Last year I tried shoe covers but I was still cold. Im only gonna use them a handful of times but want to head out when it's not wet and temps around or above freezing

Thanka


----------



## masont (Feb 6, 2010)

They'll all work fine with a road bike with your SPD pedals. I use the previous generation Shimano shoes, and think they're phenominal.


----------



## Peter P. (Dec 30, 2006)

I used to commute to work wearing a Shimano SPD shoe similar to the MT 5. They were good down to 40F. Below that, I added a neoprene-like shoe cover from Sugoi. I bought the shoe covers a size or two large because of the thick soles on the shoes, and they easily fit over the shoes. That worked very fine down to the 32F you require.


----------



## mtrac (Sep 23, 2013)

Might want to go up one shoe size and either wear thick socks or multiple layers.


----------



## Bremerradkurier (May 25, 2012)

Kind of thinking about these as my dedicated Northwave winter shoes are getting long in the tooth; they're not that much more than overshoes.

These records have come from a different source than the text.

Issue #4769, opened 2026-01-20
root_page must be positive


LeMikaelF:
The assertion `root_page must be positive` was triggered in an Antithesis [test run](https://turso.antithesis.com/report/dPgHk9C765aA8cZ9MOKzvmNL/yrDbirhlPA7d3ZH1jlW-ue6sfihvYFmpdf2lWbg_898.html?auth=v2.public.eyJzY29wZSI6eyJSZXBvcnRTY29wZVYxIjp7ImFzc2V0IjoieXJEYmlyaGxQQTdkM1pIMWpsVy11ZTZzZmlodllGbXBkZjJsV2JnXzg5OC5odG1sIiwicmVwb3J0X2lkIjoiZFBnSGs5Qzc2NWFBOGNaOU1PS3p2bU5MIn19LCJuYmYiOiIyMDI2LTAxLTIwVDAwOjI5OjE5Ljk1NDIyMDIwM1oiffD60G2-N7aR7DR9KZK9atxENznXk7_TYGCHjOBPAOVCjrO1sv6QhBnJQKvDMCpEr0XEOI1T_WuEc9-EE8uhAA0) (link requires Turso SSO).

LeMikaelF:
haven't seen this since, so I'm assuming it was fixed by 4935.

PR #4935, opened 2026-01-29
core/mvcc: update schema root pages with new allocated btree pages 

pereman2:
## Description

Previously we incorrectly set schema root pages to the absolute value of
previous table id which was negative for uncheckpointed tables. Instead
we should use the mapped root page of table id.

## Description of AI Usage

After finding out root pages where being updated incorrectly I asked claude to make a reproducer with a bunch of tables with a lot of page allocations bewteen them so that root pages won't match `table_id.abs() != root_page`


LeMikaelF:
do you think it might be related to https://github.com/tursodatabase/turso/issues/4769 ?

pereman2:
@LeMikaelF I think so. I've seen that error locally and this fixed it but I'm not entirely sure.

PR #4947, opened 2026-01-30
sim: use simple update verification path when no CaseWhen values

Pavan-Nambi:
## Summary
- Non-write_stress profiles now use a lightweight UPDATE+SELECT+assert path (4 interactions) instead of the full BEGIN/before-snapshot/UPDATE/COMMIT/after-snapshot/rollback-verify path (7 interactions)
- Branching is based on whether the update contains `CaseWhen` set values, which are only generated when `force_late_failure` is enabled (write_stress profile)
- Should help with sim timeout issues on non-write_stress profiles

## Test plan
- [ ] write_stress sim profile still runs full rollback verification
- [ ] Other sim profiles use the fast path and complete without timeouts

### DIFF
--- a/sql_generation/generation/opts.rs
+++ b/sql_generation/generation/opts.rs
@@ -38,6 +38,10 @@ pub struct TableOpts {
     /// Range of numbers of columns to generate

https://www.aliexpress.com/item/Tiebao-Men-High-Ankle-Road-Cycling-Shoes-Winter-Warm-Bicycle-Boots-Bike-Athletic-Racing-Self-Locking/32853002015.html?spm=2114.search0104.3.265.ba974ab5o2fMcZ&ws_ab_test=searchweb0_0,searchweb201602_5_10065_10068_204_10130_318_10547_5727317_10546_10059_10884_10548_10545_10887_10696_100031_10084_10083_10103_10618_452_10307_532_5727217,searchweb201603_2,ppcSwitch_0&algo_expid=3e91e6e8-0031-405e-998f-90b83f2b0899-33&algo_pvid=3e91e6e8-0031-405e-998f-90b83f2b0899&transAbTest=ae803_5&priceBeautifyAB=0


----------



## pmf (Feb 23, 2004)

I've been a year round bike commuter for a couple decades. I started out using neoprene booties, which help, but are a PITA take on and off --- especially twice in one day. Years ago, I bought a pair of Sidi winter shoes. They were one of the first winter shoes to come onto the market. They aren't much better than the booties, but a lot more convenient. A couple years ago I bought a pair of Lake 303 shoes. These things are super warm. They're also big and clunky with Vibram hiking boot soles. I think a big part of the warmth is the insoles they come with. I bought extras. I still wear the Sidi shoes when its cool out and the Lakes when its cold. Yes, I ride road bikes and use Time ATAC pedals (similar to SPD, but better).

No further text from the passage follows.